The great controversy is ended. Sin and sinners are no more. The entire universe is clean. One pulse of harmony and gladness beats through the vast creation. From Him who created all, flow life and light and gladness, throughout the realms of illimitable space. From the minutest atom to the greatest world, all things, animate and inanimate, in their unshadowed beauty and perfect joy, declare that God is love.” — Ellen G. White, The Great Controversy, p. 678.
Summary: Isaiah presents a vision of staggering scope. Not only would God purge and restore His community of faith, He would enlarge its borders to encompass all nations. Ultimately the re-creation of His community would lead to the re-creation of Planet Earth, where His presence would be the ultimate comfort of His people.
Ilya Koltuk, a pastor and men’s dean at Zaoksky Adventist University in Russia, climbed into the car with his wife to go on a Black Sea vacation.
After about ten hours, the car started having tire trouble.
Pop! Pop! Pop!
Ilya wasn’t sure what was wrong.
Pop! Pop! Pop!
He stopped the car and got out. Standing over the tires, he couldn’t see any problem. He prayed with his wife.
“Dear God, we are having trouble with the tires,” he prayed. “Please help us.”
Ilya slid behind the steering wheel and drove on.
Pop! Pop! Pop!
The noise grew louder and louder. Ilya and his wife had traveled 600 miles (1,000 kilometers). They couldn’t easily turn around and go home. They still had 250 miles (400 kilometers) to go until they reached their destination.
Pop! Pop! Pop!
Ilya prayed silently. Suddenly he sensed a male voice say, “Stop at that car-repair shop, and go to the mechanics inside.”

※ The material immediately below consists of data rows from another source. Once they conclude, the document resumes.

PR #3001, opened 2024-10-12
fix: `objects` in args

### LINKED ISSUE #2999: feat: raise validation error when object is passed in query.
```graphql
type Query {
  findEmployees(criteria: Nested): [Employee!]!
    @http(
      baseURL: "http://localhost:8081"
      path: "/family/employees"
      query: [
        { key: "nested", value: "{{.args.criteria}}", skipEmpty: true }
      ]
    )
}

input Nested {
  maritalStatus: MaritalStatus
  hasChildren: Boolean
}
```

`nested` is an object it shouldn't be allowed inside query param, throw an validation error like `

**Expected Error**

```
Invalid query parameter type. Expected a value to be a Scalar but received an Object.
```

technical requirements:
- add unit and integration tests

ssddOnTop:
**Issue Reference(s):**  
Fixes #2999

### DIFF
--- a/src/core/blueprint/mustache.rs
+++ b/src/core/blueprint/mustache.rs
@@ -75,6 +75,10 @@ impl<'a> MustachePartsValidator<'a> {
                         return Valid::fail(format!("can't use list type '{tail}' here"));
                     }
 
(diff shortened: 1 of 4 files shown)


ssddOnTop:
closing in favour of #3086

Startled, he looked out the window and saw a car-repair shop. He stopped he found two men sitting and talking as if they didn’t have any work to do.
“Can you help me?” Ilya said. “My car is making noises.”
The mechanics checked the car. They rotated the tires. They did other things.
“Get in,” a mechanic said finally. “You can go.”
“Thank you,” Ilya said. “How much do I owe you?”
“Two hundred rubles,” he said, or about U.S.$3.
Ilya found 200 rubles and a pocket-sized Gospel of John. He tucked the money in the book and handed it to the surprised mechanics.
“What is this?” a mechanic asked.
“The gospel,” Ilya said.
The mechanics grew more surprised. “Are you a pastor?” one asked.
The mechanics’ faces lit up with joy. They took the 200 rubles out of the book and returned it to Ilya. One of them held up the book.
“God sent this book to us,” he said. “We were just talking about God when you arrived.”